Everything was clear and sun-coloured up there, clear-grey rocks
partaking of the sky, tawny grass and scrub, browny-green spires of
cypresses, and then the mist of grey-green olives fuming down to the
lake-side. There was no shadow, only clear sun-substance built up to the
sky, a bullock wagon moving slowly in the high sunlight, along the
uppermost terrace of the military road. It sat in the warm stillness of
the transcendent afternoon.
The four o'clock steamer was creeping down the lake from the Austrian
end, creeping under the cliffs. Far away, the Verona side, beyond the
Island, lay fused in dim gold. The mountain opposite was so still, that
my heart seemed to fade in its beating as if it too would be still. All
was perfectly still, pure substance. The little steamer on the floor of
the world below, the mules down the road cast no shadow. They too were
pure sun-substance travelling on the surface of the sun-made world.

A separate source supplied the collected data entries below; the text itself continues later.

PR #3628, opened 2018-01-25
Fixes #1810 Merge ImportWizard with ProjectWizards

### LINKED ISSUE #1810: Tool discovery and suggestions for special files
**Scenario:** I created a flask project from a cookiecutter template that uses a bunch of azure services and Docker containers (several templates out there seem to have docker-compose.yml files). 

**Feature:** After creating the project, Cookiecutter displays links to additional tools relevant to the project e.g. if it detects a docker-compose.yml file, it could give a link/option to download Docker Tools for VS. This will not only delight the user, but also give us currency for driving traffic to other products. Similarly, if there is an azuredeploy.json (like in Brett’s Web App template), we could display an option to deploy web app tools. 

**Potential Implementation:** Have a heuristic that looks for certain files to figure out what tooling might be needed. A more heavy weight approach could involve scanning the config files and imports. After detecting what tools are needed, we could display link to their marketing pages, or show an install button that’s hooked into in to the VSIX installation subsystem.

zooba:
Also removes unnecessary VS version from end of assembly versions.

(Note that the big warning about changing the ProjectWizards version is from when we used to keep these in the GAC. As that's no longer the case, it doesn't matter.)


zooba:
The only entry point into this is through the project template - all other ways of triggering the wizard go directly to it. And none of the localizations are required once the DLL is removed.

PR #4284, opened 2018-05-30
Fix compiled module check on Mac

MikhailArkhipov:


AlexanderSher:
Do we have any tests for this?

MikhailArkhipov:
Nope. This is why we either need to port test to .NET Core or abstract the file system or both :-)

PR #4308, opened 2018-06-04
Improve support for relative imports + bug fixes

### LINKED ISSUE #949: Intellisense is broken in the presence of relative imports
If you type this:

`from . import foo`

PTVS doesn't seem to understand this syntax.  After you write the `.` (note the space) you get an intellisense popup suggesting module names, so as you continue typing `import` it selects `importlib` and you end up with 

`from . importlib foo`

The modules that its suggesting in this intellisense popup are not located in the specified directory either it just seems to be all the modules in the search paths.  So I think PTVS simply has no concept of relative imports.

If you actually go and type out a valid relative import, it _is_ able to resolve it.  So something like

`from ..foo import bar`

if it is a valid module, you will have working intellisense on bar and no squigglies.  The problem seems to be isolated only to the case of typing the import statement.

### LINKED ISSUE #4138: No completion in namespace packages
```
.
├── projecta
│   └── foo
│       ├── bar
│       │   └── __init__.py
│       └── __init__.py
└── projectb
    └── foo
        ├── baz
        │   └── __init__.py
        └── __init__.py
```

test.py:
```
import projectA.foo
import projectA.foo.bar
import projectB.foo
import projectB.foo.baz

projectA.
```
image

Jedi:
image

PyCharm:
image

### LINKED ISSUE #4299: Deleted variables linger in analysis
Declare `p=1`
Observe `p.` gives completion for `int`.
Delete line with `p=1`
Type `p.`

image

MikhailArkhipov:
Fixes #949
- Adds support for `from . import a, b, c`.
- Fixes issues with `from .a import b,c.`
- Hovering over `abc` in `from x import abc` gives information on the `abc`.


Python/Product/Analysis/ModulePath.cs
```diff
@@ -664,17 +660,21 @@ out errorParameter
         internal static bool FromBasePathAndName_NoThrow(
             string basePath,
             string moduleName,
+            PythonLanguageVersion? languageVersion,
```
zooba: I think this makes more sense as a bool that says `requiresInitPyFiles`. That avoids encoding too much version-specific logic right here and moves it out to the caller (especially relevant for when we hit particular cases where the requirement is interesting and the version is unknown/irrelevant - it's much more clear why `true` is selected than `V33`).

Python/Product/Analysis/ModuleResolver.cs
```diff
@@ -0,0 +1,206 @@
...
+        /// such as 'from . import a, b, c' or 'from .a import b, c'
+        /// </summary>
+        /// <param name="entry">Project entry</param>
+        /// <param name="node">Import statement node</param>
+        /// <returns>Names of modules</returns>
+        internal static IEnumerable<string> ResolveRelativeFromImport(IPythonProjectEntry entry, FromImportStatement node)
+            => ResolveRelativeFromImport(entry.ModuleName, entry.FilePath, node);
+
+        /// <summary>
+        /// Resolves modules listed in the relative import statetement
```
zooba: "statement"

Python/Product/Analysis/ModuleResolver.cs
```diff
@@ -0,0 +1,206 @@
...
+        /// </summary>
+        /// <param name="importingFromModuleName">Name of the importing module</param>
+        /// <param name="importingFromFilePath">Disk path to the importing module</param>
+        /// <param name="node">Import statement node</param>
+        /// <returns></returns>
+        internal static IEnumerable<string> ResolveRelativeFromImport(string importingFromModuleName, string importingFromFilePath, FromImportStatement node) {
+            var root = node.Root.MakeString();
+
+            if (!string.IsNullOrEmpty(root) && root.StartsWith(".")) {
+                var prefix = root.All(c => c == '.') ? root : $"{root}.";
```
zooba: `$` (culture-sensitive formatting) should not be used in this context - use `"{0}.".FormatInvariant(root)` instead

Python/Product/Analysis/ModuleResolver.cs
```diff
@@ -0,0 +1,206 @@
...
+        private static string GetModuleFullName(string originatingModule, string relativePath) {
+            // Check if it is indeed relative
+            if (string.IsNullOrEmpty(relativePath) || relativePath[0] != '.') {
+                return relativePath;
+            }
+
+            var up = relativePath.TakeWhile(ch => ch == '.').Count();
+            var bits = originatingModule.Split('.');
+            if (up > bits.Length) {
+                return relativePath; // too far up
```
zooba: We should probably return `null` here to indicate that there's nothing to import

Python/Product/Analysis/ModuleResolver.cs
```diff
@@ -0,0 +1,206 @@
...
+        /// </summary>
+        /// <param name="entry">Project entry</param>
+        /// <param name="node">Import statement node</param>
+        /// <returns>Names of modules</returns>
+        internal static IEnumerable<string> GetModuleNamesFromImport(IPythonProjectEntry entry, FromImportStatement node)
+            => GetModuleNamesFromImport(entry.ModuleName, entry.FilePath, node);
+
+        /// <summary>
+        /// Extracts actual module names from the 'from import' statetement
+        /// such as [a, b, c] from 'from . import a, b, c' or [a] from 'from .a import b, c'
```
zooba: These seem like inconsistent results. Given the first example, I'd expect `a.b, a.c` from the second, and it's not clear how this relates to the module it's being imported from (really, I'd expect `importingFromModuleName.a, ...` in the results)

Python/Product/Analysis/ProjectEntry.cs
```diff
@@ -56,8 +56,11 @@ IAnalysisCookie cookie
             DocumentUri = documentUri ?? MakeDocumentUri(filePath);
             FilePath = filePath;
             Cookie = cookie;
+
             MyScope = new ModuleInfo(ModuleName, this, state.Interpreter.CreateModuleContext());
             _unit = new AnalysisUnit(null, MyScope.Scope);
+            Analysis = new ModuleAnalysis(_unit, ((ModuleScope)_unit.Scope));
```
zooba: Is this why you're ending up with the unit with null Ast? Aren't we checking that `Analysis` isn't null everywhere already?

Python/Product/Analysis/PythonAnalyzer.cs
```diff
@@ -344,133 +344,14 @@ public partial class PythonAnalyzer : IGroupableAnalysisProject, IDisposable {
...
-                    var adjacentModuleName = string.Join(".", prefix.Take(prefix.Length - 1)) + "." + relativeModuleName;
-                    yield return adjacentModuleName;
-                }
-            }
-
-            // Without absolute_import, we treat the name as complete last.
-            if (!absoluteImports) {
-                yield return relativeModuleName;
+            var unresolved = importFrom.GetModuleInfo().GetAllUnresolvedModules();
+            if(unresolved.Count == 0) {
```
zooba: Minor spacing issues all over the place - suggest Ctrl+K, Ctrl+D everywhere before merging (and check that it hasn't broken anything when you do that).

Python/Tests/Analysis/AnalysisTest.cs
```diff
@@ -6804,16 +6805,18 @@ class Y:
...
-                new { Code="from .deg import A", Index=9, Expected="abc.deg", Base="abc" },
-                new { Code="from .hij import A", Index=9, Expected="abc.deg.hij", Base="abc.deg" },
-                new { Code="from ..hij import A", Index=10, Expected="abc.hij", Base="abc.deg" },
-                new { Code="from ..hij import A", Index=10, Expected="abc.deg.hij", Base="abc.deg.HIJ" },
+                new { Code="from .deg import A", Index=9, Expected="deg.A", Base="abc" },
+                new { Code="from .hij import A", Index=9, Expected="abc.hij.A", Base="abc.deg" },
+                new { Code="from ..hij import A", Index=10, Expected="hij.A", Base="abc.deg" },
+                new { Code="from ..hij import A", Index=10, Expected="abc.hij.A", Base="abc.deg.HIJ" },
+                new { Code="from .. import deg", Index=10, Expected="deg", Base="abc.deg" },
+                new { Code="from . import A", Index=10, Expected="abc.A", Base="abc.deg" },
```
zooba: These tests are all incorrect now - you're dropping too many levels when processing the leading `.`.

I suggest creating these packages and testing everything to prove to yourself that Python treats `.` as "current package" in all cases. Use `print(__name__)` to see the order they get imported in.

zooba:
And just to plant the idea - please squash merge this PR. There are a lot of commits here, and they don't all seem to be related

Python/Product/Analysis/AnalysisUnit.cs
```diff
@@ -164,30 +164,26 @@ internal AnalysisUnit(ScopeStatement ast, InterpreterScope scope)
         internal virtual void AnalyzeWorker(DDG ddg, CancellationToken cancel) {
             DeclaringModule.Scope.ClearLinkedVariables();
 
+            // Remove stale variables
+            var toRemove = DeclaringModule.Scope.AllVariables
+                .Where(v => !v.Value.VariableStillExists && !v.Value.IsAssigned).ToList();
```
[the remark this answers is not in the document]
MikhailArkhipov: After the walk stale variable receives types and `VariableStillExists` becomes true again. So attempt here is to remember what was dead before the walk. However, I can try and chase why it receives types and prevent it there.

Python/Product/Analysis/Analyzer/DDG.cs
```diff
@@ -343,60 +345,76 @@ internal class DDG : PythonWalker {
                     }
                 } else {
                     userMod.Imported(_unit);
-                    fullImpName[fullImpName.Length - 1] = impName;
-                    AssignImportedMember(nameNode, userMod, fullImpName, newName ?? impName);
+                    var modName = node.Root.MakeString();
+                    if (modRef.Name != modName) {
```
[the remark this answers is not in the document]
MikhailArkhipov: I'll double check. The issue was with `from .a import x.y` where bits were not empty.

Python/Product/Analysis/Analyzer/DDG.cs
```diff
@@ -343,60 +345,76 @@ internal class DDG : PythonWalker {
...
+                            resolved(moduleRef, remainingParts);
+                         } else {
+                            resolved(moduleRef, null);
                         }
-                        return true;
-                    } else {
-                        break;
+                        continue;
                     }
+                    unresolved(name);
```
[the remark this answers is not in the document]
MikhailArkhipov: OK, makes sense

Python/Product/Analysis/Interpreter/Ast/AstPythonInterpreterFactory.cs
```diff
@@ -453,7 +453,9 @@ TryImportModuleContext context
                 return TryImportModuleResult.ModuleNotFound;
             }
 
-            Debug.Assert(!name.EndsWithOrdinal("."), $"{name} should not end with '.'");
+            if(name.EndsWithOrdinal(".")) { // Incomplete construct
```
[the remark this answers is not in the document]
MikhailArkhipov: Let me see if I can repro this on partial construct and check where is it coming from.

Python/Product/Analysis/LanguageServer/Server.cs
```diff
@@ -119,10 +120,14 @@ private sealed class ReloadModulesQueueItem : IAnalyzable {
 
         #region Client message handling
         public override async Task<InitializeResult> Initialize(InitializeParams @params) {
+            //while (!System.Diagnostics.Debugger.IsAttached) {
+            //    System.Threading.Thread.Sleep(1000);
+            //}
+
```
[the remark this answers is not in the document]
MikhailArkhipov: OK. Comes useful occasionally.

Python/Product/Analysis/LanguageServer/Server.cs
```diff
@@ -474,6 +479,8 @@ private sealed class ReloadModulesQueueItem : IAnalyzable {
                 _analyzer.AddModuleAlias(first, a);
             }
 
+            AddParentModules(first, path);
```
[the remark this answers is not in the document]
MikhailArkhipov: Yes, I can add comments. The issue and project structure is here https://github.com/Microsoft/PTVS/issues/4138. Folders up the tree don't have `__init__.py` and we miss them.

Python/Product/Analysis/LanguageServer/Server.cs
```diff
@@ -495,6 +502,45 @@ private sealed class ReloadModulesQueueItem : IAnalyzable {
 
             return Task.FromResult(item);
         }
+        private void AddParentModules(string module, string path) {
+            if (ModulePath.PythonVersionRequiresInitPyFiles(_analyzer.LanguageVersion) ||
+                string.IsNullOrEmpty(_rootDir)) {
+                return;
+            }
+
+            var dir = Path.GetDirectoryName(path);
```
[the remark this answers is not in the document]
MikhailArkhipov: Do we care if path is not valid? I.e. is there a case path with invalid characters or form is useful still?

Python/Product/Analysis/LanguageServer/Server.cs
```diff
@@ -495,6 +502,45 @@ private sealed class ReloadModulesQueueItem : IAnalyzable {
...
+                        _analyzer.Modules.TryImport(parentModName, out parentModRef);
+
+                        if (_analyzer.Modules.TryImport(module, out var modRef)) {
+                            parentModRef.AddReference(modRef.AnalysisModule as ModuleInfo);
+                            modRef.AddReference(parentModRef.AnalysisModule as ModuleInfo);
+
+                            entry.GetModuleInfo().AddModuleReference(modRef);
+
+                            var varName = module.Substring(parentModName.Length + 1);
+                            var v = entry.Analysis.Scope.AddVariable(varName, new LocatedVariableDef(entry, new EncodedLocation()));
```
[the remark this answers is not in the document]
MikhailArkhipov: OK. I thought it might be useful to know if the variable is actually fake

Python/Product/Analysis/ModulePath.cs
MikhailArkhipov: OK

Python/Product/Analysis/LanguageServer/Server.cs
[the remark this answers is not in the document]
zooba: We probably need a new property on VariableDef (or a new subclass) to tell if it's fake. `EphemeralVariableDef` might be the right one for this, but I think we also exclude those from results in certain places so perhaps not...

Python/Product/Analysis/LanguageServer/Server.cs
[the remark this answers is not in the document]
zooba: We care because it raises an exception that you aren't handling :) `GetParent` won't raise until we try and use the path for actual I/O, where we'll be handling those exceptions anyway.

Python/Product/Analysis/LanguageServer/Server.cs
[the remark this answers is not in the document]
zooba: Namespace packages should be resolved downwards from our search paths. We can't just resolve them upwards or we'll never know where to stop generating package names.

We can assume the root of the workspace is a search path (and we should already have that information available). Otherwise, the IDE should provide any other search paths explicitly.

Python/Product/Analysis/Analyzer/DDG.cs
```diff
@@ -343,60 +345,76 @@ internal class DDG : PythonWalker {
...
+
+                ModuleReference moduleRef = null;
                 foreach (var part in ModulePath.GetParents(name, includeFullName: true)) {
                     if (ProjectState.Modules.TryImport(part, out var mref)) {
+                        // First part is module
                         moduleRef = mref;
                         if (part.Length < name.Length) {
                             moduleRef.Module?.Imported(_unit);
+                        } else {
+                            resolved(moduleRef, null);
```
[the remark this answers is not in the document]
zooba: `resolved` doesn't resolve it, it assigns it. Python will only ever import one module, so we should resolve the best single module using the available information and assign that (e.g. we have Python runtime version, search paths, ability to read the disk/open ZIP files, etc.)

zooba:
Added a few replies, hope they aren't too hard to find in github's UI. Will take another full look tomorrow (between meetings...)

Python/Product/Analysis/ModulePath.cs
```diff
@@ -664,17 +659,21 @@ out errorParameter
...
             out ModulePath modulePath
         ) {
-            return FromBasePathAndName_NoThrow(basePath, moduleName, null, null, out modulePath, out _, out _, out _);
+            var isPackage = languageVersion.HasValue && PythonVersionRequiresInitPyFiles(languageVersion.Value) ? (Func<string, bool>)null : s => true;
```
zooba: For least surprise, we should assume that `__init__.py` files are required if we don't know the language version. (That's the recommended way to create packages, and it works in all versions, whereas implicit namespace packages only work in recent versions and are only recommended for certain cases.)

Python/Product/Analysis/ModuleResolver.cs
```diff
@@ -0,0 +1,208 @@
...
+
+                var names = node.Names.Where(n => !string.IsNullOrEmpty(n.Name)).Select(n => n.Name);
+                if (!names.Any()) {
+                    return Enumerable.Empty<string>();
+                }
+
+                var resolved = names.SelectMany(n => ResolvePotentialModuleNames(
+                        importingFromModuleName, importingFromFilePath,
+                        "{0}{1}".FormatInvariant(prefix, n), node.ForceAbsolute)).ToArray();
+                if (resolved.Length == 1 && resolved[0].Length > 2 && resolved[0].EndsWithOrdinal(".*")) {
```
zooba: Let's check for `import *` first, and then `ResolvePotentialModuleNames` can be more strict about only returning actual importable names (i.e. `my-module.name` is not importable, so it isn't a potential module name, so we could filter it out in that function - this would probably also help deal with that case where we're passing `..a.` as a "valid" name to `ImportModule`).

Python/Product/Analysis/ModuleResolver.cs
```diff
@@ -0,0 +1,208 @@
...
+            if (up > bits.Length) {
+                return relativePath; // too far up
+            }
+
+            var root = string.Join(".", bits.Take(bits.Length - up));
+            var subPath = relativePath.Trim('.');
+
+            return string.IsNullOrEmpty(root)
+                ? subPath
+                : string.IsNullOrEmpty(subPath) ? root : $"{root}.{subPath}";
```
zooba: Use concatentation or `FormatInvariant` here

Python/Product/Analysis/PythonAnalyzer.cs
```diff
@@ -356,133 +356,14 @@ public partial class PythonAnalyzer : IGroupableAnalysisProject, IDisposable {
...
-                if (prefix.Length > 1) {
-                    var adjacentModuleName = string.Join(".", prefix.Take(prefix.Length - 1)) + "." + relativeModuleName;
-                    yield return adjacentModuleName;
-                }
-            }
-
-            // Without absolute_import, we treat the name as complete last.
-            if (!absoluteImports) {
-                yield return relativeModuleName;
+            var unresolved = importFrom.GetModuleInfo().GetAllUnresolvedModules();
```
zooba: `GetModuleInfo()` may return `null`

Python/Product/Analysis/Values/FunctionInfo.cs
```diff
@@ -115,9 +115,11 @@ internal class FunctionInfo : AnalysisValue, IReferenceableContainer, IHasRichDe
                     calledUnit.Enqueue();
                 }
 
-                res.Split(v => v.IsResolvable(), out _, out var nonLazy);
-                res = DoCall(node, unit, calledUnit, callArgs);
-                res = res.Union(nonLazy);
+                if (calledUnit != null) {
```
zooba: If we don't have a specific called unit here, we should get res from `_analysisUnit.ReturnValue.Types` (which should have the union of all possible return types for this function).

zooba: It's probably easiest to make `DoCall` handle a null calledUnit. We can also assert `calledUnit != null || callingUnit.ForEval` in there, since we should never end up in a situation where we are still analyzing but get a null `calledUnit`.

Python/Product/Analyzer/Intellisense/OutOfProcProjectAnalyzer.cs
```diff
@@ -993,9 +993,11 @@ class ImportStatementWalker : PythonWalker {
...
 
             public override bool Walk(FromImportStatement node) {
-                var name = node.Root.MakeString();
-                if (!_analyzer.IsModuleResolved(_entry, name, node.ForceAbsolute)) {
-                    Imports.Add(MakeUnresolvedImport(name, node.Root));
+                var names = ModuleResolver.GetModuleNamesFromImport(_entry, node);
+                foreach (var n in names) {
+                    if (!_analyzer.IsModuleResolved(_entry, n, node.ForceAbsolute)) {
+                        Imports.Add(MakeUnresolvedImport(n, node.Root));
+                    }
```
zooba: We should only add the unresolved import if none of the names are resolved. Otherwise we will warn everywhere that we generate multiple names for the same module, even when the "obvious" one is there.

Python/Tests/Analysis/AnalysisTest.cs
```diff
@@ -6807,16 +6808,18 @@ class Y:
...
             }) {
                 var entry = ProcessTextV3(item.Code);
-                var walker = new ImportedModuleNameWalker(item.Base, item.Index);
+                var walker = new ImportedModuleNameWalker(item.Base, string.Empty, item.Index);
                 entry.Modules[entry.DefaultModule].Tree.Walk(walker);
 
-                Assert.AreEqual(item.Expected, walker.ImportedName);
+                Assert.AreEqual(item.Expected, walker.ImportedModules.First());
```
zooba: We should validate the rest of the suggested names too.

MikhailArkhipov: I added PEP328 test

Python/Product/Analyzer/Intellisense/OutOfProcProjectAnalyzer.cs
MikhailArkhipov: This is to handle `from . import a, b, c` where only `a` is actually resolved. However, it can be limited to `.` case since in other cases it may not be necessary.

Python/Product/Analysis/Values/FunctionInfo.cs
MikhailArkhipov: I got null ref here since condition above does not guarantee it to be non-null (i.e. .ForEval case)

Python/Product/Analysis/Analyzer/DDG.cs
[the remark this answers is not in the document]
MikhailArkhipov: Fixed

Python/Product/Analysis/Values/FunctionInfo.cs
MikhailArkhipov: Perhaps it is better to add `|| calledUnit == null` to the `if` above

Python/Product/Analyzer/Intellisense/OutOfProcProjectAnalyzer.cs
MikhailArkhipov: So I guess we can add all names if import is from `.` or similar and keep old approach for other cases?

MikhailArkhipov: Actually, implementation of `IsModuleResolved` has changed - it no longer does TryImport so it won't report 'unresolved' entries. It only reports those that were not found at all and reported via 'unresolved' in TryImportModules. So here it only adds those names that appears in `GetModuleInfo()?.GetAllUnresolvedModules()`

Python/Product/Analysis/ProjectEntry.cs
zooba: Right, but that `_unit` would normally never have ended up in `Analysis`, which means `FindScope` would not have been called on it. The change here is what causes that, so I'm wondering why we want this change if it breaks things and we're checking for null `Analysis` already?

Python/Product/Analyzer/Intellisense/OutOfProcProjectAnalyzer.cs
zooba: In any case, this is going to change fairly soon to report via diagnostics rather than being a request from VS.

Python/Tests/Analysis/AnalysisTest.cs
zooba: Ah, you're right. I was assuming (and testing) in the `__init__.py` files in the package, but those will always include `__init__` as the last part of the module name and so the logic still checks out.

Thanks for fixing my error here!

Python/Product/Analysis/AnalysisUnit.cs
```diff
@@ -162,30 +162,28 @@ internal AnalysisUnit(ScopeStatement ast, InterpreterScope scope)
         }
 
         internal virtual void AnalyzeWorker(DDG ddg, CancellationToken cancel) {
+            DeclaringModule.Scope.ClearLinkedVariables();
```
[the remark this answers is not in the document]
MikhailArkhipov: Looks like merge issue, took it out

Python/Product/Analysis/AnalysisUnit.cs
```diff
@@ -162,30 +162,28 @@ internal AnalysisUnit(ScopeStatement ast, InterpreterScope scope)
...
-            List<KeyValuePair<string, VariableDef>> toRemove = null;
-
             foreach (var variableInfo in DeclaringModule.Scope.AllVariables) {
                 variableInfo.Value.ClearOldValues(ProjectEntry);
-                if (variableInfo.Value._dependencies.Count == 0 &&
-                    !variableInfo.Value.HasTypes) {
-                    if (toRemove == null) {
-                        toRemove = new List<KeyValuePair<string, VariableDef>>();
-                    }
+                if (variableInfo.Value._dependencies.Count == 0 && !variableInfo.Value.HasTypes) {
```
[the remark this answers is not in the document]
MikhailArkhipov: OK

Python/Product/Analysis/ProjectEntry.cs
MikhailArkhipov: This was for #4138 which we took out.

zooba:
@MikhailArkhipov Remember to squash merge, but I'd like to get this in before building today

A cricket hopped near me. Then I remembered that it was Saturday
afternoon, when a strange suspension comes over the world. And then,
just below me, I saw two monks walking in their garden between the
naked, bony vines, walking in their wintry garden of bony vines and
olive trees, their brown cassocks passing between the brown vine-stocks,
their heads bare to the sunshine, sometimes a glint of light as their
feet strode from under their skirts.